Specifically, I will present results of several experiments carried out on both human listeners and DNN-based ASR systems on lexically-guided perceptual learning, i.e., the ability to adapt a sound category on the basis of new incoming information resulting in improved processing of subsequent information. Both human listeners and machines need to adapt their sound categories whenever a new speaker is encountered. Human listeners have been found to do this very fast. I will explain how listeners adapt to the speech of new speakers, and I will present the results of a lexically-guided perceptual study we carried out on a DNN-based ASR system, similar to the human experiments. In order to investigate the speech representations and adaptation processes in the DNN-based ASR systems, we visualized the activations in the hidden layers of the DNN. These visualizations revealed that the DNNs showed an adaptation of the phoneme categories similar to what is assumed happens in the human brain. These visualization techniques were also used to investigate what speech representations are inherently learned by a naïve DNN. In this particular study, the input frames were labeled with different linguistic categories: sounds in the same phoneme class, sounds with the same manner of articulation, and sounds with the same place of articulation. The resulting visualizations showed evidence that the DNN appears to learn structures that humans use to understand speech without being explicitly trained to do so.

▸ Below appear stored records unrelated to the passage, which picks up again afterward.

PR #107, opened 2019-04-09
pointer-events: none to fix flicker on Overlay "tip"

sophiebits:
If click-to-inspect then hover an element in just the right place, it flickers between two elements because this "tip" element catches the hover. This should fix it.


sophiebits:
Not my fault that it flickers when I hover over stuff. (:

Odette Scharenborg (PhD) is an associate professor and Delft Technology Fellow at the Multimedia Computing Group at Delft University of Technology, the Netherlands. Previously, she was an associate professor at the Centre for Language Studies, Radboud University Nijmegen, The Netherlands, and a research fellow at the Donders Institute for Brain, Cognition and Behavior at the same university. Her research interests focus on narrowing the gap between automatic and human spoken-word recognition. Particularly, she is interested in the question where the difference between human and machine recognition performance originates, and whether it is possible to narrow this performance gap. She investigates these questions using a combination of computational modelling, machine learning, behavioral experimentation, and EEG. In 2008, she co-organized the Interspeech 2008 Consonant Challenge, which aimed at promoting comparisons of human and machine speech recognition in noise in order to investigate where the human advantage in word recognition originates. She was one of the initiators of the EU Marie Curie Initial Training Network “Investigating Speech Processing In Realistic Environments” (INSPIRE, 2012-2015). In 2017, she co-organized a 6-week Frederick Jelinek Memorial Summer Workshop on Speech and Language Technology on the topic of the automatic discovery of grounded linguistic units for languages without orthography. In 2017, she was elected onto the board of the International Speech Communication Association (ISCA), and in 2018 onto the IEEE Speech and Language Processing Technical Committee.